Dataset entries
PR #275, opened 2023-01-03
Add config refresh interval

ekneg54:


dtrai2 (changes requested):
Feedback so far, more once it is no draft anymore.

logprep/runner.py
```diff
@@ -245,8 +260,13 @@ def stop(self):
...
     def _keep_iterating(self):
-        with self._continue_iterating.get_lock():
-            return self._continue_iterating.value
+        """generator function"""
+        while True:
+            with self._continue_iterating.get_lock():
+                iterate = self._continue_iterating.value
+                if not iterate:
+                    return
+                yield iterate
```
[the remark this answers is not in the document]
ekneg54: with this change we could use a for loop instead of a while loop in the method `start()`. This leads to easier tests, because we have the control over how often the loop will happen by patching `runner._keep_iterating` with our own generator function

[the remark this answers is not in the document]
ekneg54: and we get rid of the `StoppinIteration` error because the return in a generator function raises the `StopIteration` error. It is a more pythonic approach

logprep/runner.py
```diff
@@ -230,6 +249,15 @@ def reload_configuration(self):
                 + str(error)
             )
 
+    def _schedule_config_refresh_job(self):
+        refresh_interval = self._configuration.get("config_refresh_interval")
```
dtrai2, line 253: In an error cases you enforce a min interval of 5 seconds. Maybe we should do the same on the initial start up of logprep. Just in case someone should be so creative to use a `config_refresh_interval` of 0 seconds. At the moment this would mean that logprep might try to reload the configuration many times per second.

logprep/runner.py
```diff
@@ -230,6 +249,15 @@ def reload_configuration(self):
                 + str(error)
```
dtrai2, line 249: I am not sure if you have to add the original error message here, as the verification of the configuration already logs the errors as a batch. The only down side that might could use some refactoring is that the error messages from the verification are not logged but just printed in red.

logprep/runner.py
```diff
@@ -210,18 +210,37 @@ def reload_configuration(self):
         """
         if self._configuration is None:
             raise CannotReloadWhenConfigIsUnsetError
-
-        new_configuration = Configuration.create_from_yaml(self._yaml_path)
-
+        try:
+            new_configuration = Configuration.create_from_yaml(self._yaml_path)
+        except (requests.RequestException) as error:
```
dtrai2, line 215: What about `No such file or directory` error? If I run the quickstart config, not with a SimpleHTTPServer but really just the plain old config file I get the error `No such file or directory` if the original config file should get lost before the next reload attempt. Logprep then goes into a state of shutting down, but not doing it completely.

dtrai2 (changes requested):

logprep/runner.py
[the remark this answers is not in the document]
dtrai2: Ah okay, the for loop I have noticed but the advantage of the tests I didn't see yet. And also a neat behavior of a generator. Thanks for the explanation :+1:

logprep/runner.py
ekneg54: I would leave it as is, because I didn't wrote it and didn't changed it

logprep/runner.py
ekneg54: good point -> DONE

tests/unit/test_run_logprep.py
```diff
@@ -175,13 +204,65 @@ def test_no_config_error_is_printed_if_no_config_was_arg_was_given(self, capsys)
...
+    def test_logprep_exits_if_logger_can_not_be_created(self):
+        with mock.patch("logprep.run_logprep.AggregatingLogger.create") as mock_create:
+            mock_create.side_effect = BaseException
+            config_path = "quickstart/exampledata/config/pipeline.yml"
+            with mock.patch("sys.argv", ["logprep", config_path]):
+                with pytest.raises(SystemExit):
+                    run_logprep.main()
+
+    @mock.patch("logprep.util.log_aggregator.Aggregator")
+    def test_logprep_exits_on_invalid_configuration(self, _):
```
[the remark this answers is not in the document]
ekneg54: copy paste :-D -> DONE

tests/unit/test_run_logprep.py
```diff
@@ -175,13 +204,65 @@ def test_no_config_error_is_printed_if_no_config_was_arg_was_given(self, capsys)
...
+        with mock.patch("logprep.util.configuration.Configuration.verify") as mock_verify:
+            mock_verify.side_effect = Exception
+            config_path = "quickstart/exampledata/config/pipeline.yml"
+            with mock.patch("sys.argv", ["logprep", config_path]):
+                with pytest.raises(SystemExit):
+                    run_logprep.main()
+
+    @mock.patch("logprep.util.log_aggregator.Aggregator")
+    def test_logprep_exits_on_request_exception(self, _):
+        with mock.patch("logprep.util.configuration.Configuration.verify") as mock_verify:
```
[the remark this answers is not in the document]
ekneg54: good point -> DONE

logprep/runner.py
ekneg54: as you command... -> DONE :-D

dtrai2 (approved):

PR #282, opened 2023-01-10
Dev ducplication warnings and generic adder overwrite

ppcad:
Replace duplicarion errors with duplication warnings.
Allow overwrite and extend via FieldManager for the GenericAdder.
Make tests using "/usr/bin/ls" use "/bin/ls" if the former is not available.
Slightly increase timeout for config_refresh acceptance test.


ekneg54:
we have the `_apply_rules_wrapper` in the class `logprep.abc.processor.Processor`. Is it possible to handle the `ProcessingWarnings` there, isn`t it?

Somthing like this:

```python
    def _apply_rules_wrapper(self, event, rule):
        try:
            self._apply_rules(event, rule)
        except ProcessingWarning as error:
            self._handle_warning_error(event, rule, error)
        if not hasattr(rule, "delete_source_fields"):
            return
        if rule.delete_source_fields:
            for dotted_field in rule.source_fields:
                pop_dotted_field_value(event, dotted_field)
```

If so, I guess we could undo half the code changes here.

ppcad:
> we have the `_apply_rules_wrapper` in the class `logprep.abc.processor.Processor`. Is it possible to handle the `ProcessingWarnings` there, isn`t it?
> 
> Somthing like this:
> 
> ```python
>     def _apply_rules_wrapper(self, event, rule):
>         try:
>             self._apply_rules(event, rule)
>         except ProcessingWarning as error:
>             self._handle_warning_error(event, rule, error)
>         if not hasattr(rule, "delete_source_fields"):
>             return
>         if rule.delete_source_fields:
>             for dotted_field in rule.source_fields:
>                 pop_dotted_field_value(event, dotted_field)
> ```
> 
> If so, I guess we could undo half the code changes here.

Most processors did not raise `ProcessingWarning` but `DuplicationError`, so additionaly `ProcessingWarning` would have to be raised instead of calling `_handle_warning_error` within the processors.
Furthermore, `_handle_warning_error` raises another `ProcessingWarning` from the input error. Thus raising a `ProcesisngWarning` form a `ProcessingWarning`.

Did you mean `except DuplicationError`? There exist different versions of `DuplicationError` for some processors. This would have to be unified first.

ekneg54:
I think `DuplicationError` should be a `ProcessingError` because it does not Stop logprep. It should inherit from ProcessingError or could be deleted in favor of using `ProcessingError`

ekneg54:
but we could do the refactoring in a separate Task in the near future.

ppcad:
I think inheriting would be the better option, since the error message would include `ProcessingWarning` twice if it was a `ProcessingWarning` (Something like `... ProcessingWarning: ... ProcessingWarning: ...`).
I will see later if I can do it easily. Otherwise it could be refactored later like you said.

ppcad:
I have refactored it.

ekneg54 (approved):
thank you for your awesome work

PR #283, opened 2023-01-10
Dev substitute from environment in config and rules

ekneg54:
* this adds the functionality to use environment variables in rules and config (pipeline.yml)

### DIFF
--- a/logprep/abc/getter.py
+++ b/logprep/abc/getter.py
@@ -22,7 +22,11 @@ class Getter(ABC):
     def get(self) -> str:
         """calls the get_raw method and returns the decoded content"""
         content = self.get_raw().decode("utf8")
-        return Template(content).substitute(**os.environ)
+        try:
+            content = Template(content).substitute(**os.environ)
+        except (KeyError, ValueError):
+            pass
+        return content
 
     def get_yaml(self) -> Union[Dict, List]:
         """gets and parses the raw content to yaml"""
--- a/logprep/abc/getter.py
+++ b/logprep/abc/getter.py
@@ -1,5 +1,7 @@
 """Module for getter interface"""
 from abc import ABC, abstractmethod
+import os
+from string import Template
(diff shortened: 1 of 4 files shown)


quickstart/exampledata/config/pipeline.yml
```diff
@@ -57,7 +58,7 @@ input:
   kafka:
     type: confluentkafka_input
     bootstrapservers:
-      - 172.21.0.5:9092
+      - 127.0.0.1:9092
```
dtrai2, line 61: Can you double check these changes please. I think the IP `172.21.0.5` is necessary for the quickstart setup.

logprep/abc/getter.py
```diff
@@ -19,7 +21,12 @@ class Getter(ABC):
 
     def get(self) -> str:
         """calls the get_raw method and returns the decoded content"""
-        return self.get_raw().decode("utf8")
+        content = self.get_raw().decode("utf8")
+        try:
+            content = Template(content).substitute(**os.environ)
+        except (KeyError, ValueError):
+            pass
+        return content
```
dtrai2, line 29: It's not really a necessary change, but I think this is a nice case where we could make use of the `finally` clause:
```suggestion
        try:
            content = Template(content).substitute(**os.environ)
        finally:
            return content
```

dtrai2 (changes requested):

quickstart/exampledata/config/pipeline.yml
ekneg54: reverted changes on pipeline.yml

logprep/abc/getter.py
ekneg54: this could swallow exceptions, but I only want to handle explicitly these exceptions. All other exceptions should raise without returning content

dtrai2 (approved):

PR #290, opened 2023-01-17
add append without separator to dissector

### LINKED ISSUE #289: Dissector append value without separator
**Is your feature request related to a problem? Please describe.**
I have a log source which timestamp has a #-separated timezone, e.g. `2022 12 06 15:12:30:534#+0100`. I would like to use the dissector to split these fields and append them together without a delimiter. So the end result should look like this: `2022 12 06 15:12:30:534+0100`.

**Describe the solution you'd like**
It should be possible to specify in the dissect append pattern if I want to use the default separator, some other separator or no separator at all. 

**Describe alternatives you've considered**
/

**Additional context**
Following is a test case example with the desired behavior, that could be used in the `test_dissector.py` file. With the current implementation this test fails, because it uses the following separator as delimiter, such that the field `date` will look like: `2022 12 06 15:12:30:534#MOREINFO+0100`.

```python3
test_case = [ 
    (
        "Appending without separator",
        {
            "filter": "message",
            "dissector": {
                "mapping": {
                    "message": "INFO#%{date}#%{+date}#MOREINFO%{}"
                }
            },
        },
        {
            "message": "INFO#2022 12 06 15:12:30:534#+0100#MOREINFO",
        },
        {
            "message": "INFO#2022 12 06 15:12:30:534#+0100#MOREINFO",
            "date": "2022 12 06 15:12:30:534+0100"
        },
    )
]
```

ekneg54:
closes #289

### DIFF
--- a/CHANGELOG.md
+++ b/CHANGELOG.md
@@ -18,6 +18,7 @@
 `customize_target_subfields`
 * Add a `timestamp_differ` processor that can parse two timestamps and calculate their respective time delta.
 * Add `config_refresh_interval` configuration option to refresh the configuration on a given timedelta
+* Add a feature to `dissector` processor to enable appending to strings without a separator
 
 ### Improvements
 
--- a/CHANGELOG.md
+++ b/CHANGELOG.md
@@ -7,6 +7,7 @@
 ### Breaking
 
 * drop support for python `3.6`, `3.7`, `3.8`
+* change default prefix behavior on appending to strings of `dissector`
 
 ### Features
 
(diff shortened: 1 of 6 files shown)


sashs (changes requested):
I would also add a test for syntactical correctness, e.g. does all parentheses (open, close) exist

ekneg54:
@sashs  I added a stricter validation of the dissect language. please have a look

sashs (approved):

> **Brief**
Filter on the word "tests": copy each matching line from the entries above.

> **Answer area**
ekneg54: with this change we could use a for loop instead of a while loop in the method `start()`. This leads to easier tests, because we have the control over how often the loop will happen by patching `runner._keep_iterating` with our own generator function
dtrai2: Ah okay, the for loop I have noticed but the advantage of the tests I didn't see yet. And also a neat behavior of a generator. Thanks for the explanation :+1:
tests/unit/test_run_logprep.py
tests/unit/test_run_logprep.py
Make tests using "/usr/bin/ls" use "/bin/ls" if the former is not available.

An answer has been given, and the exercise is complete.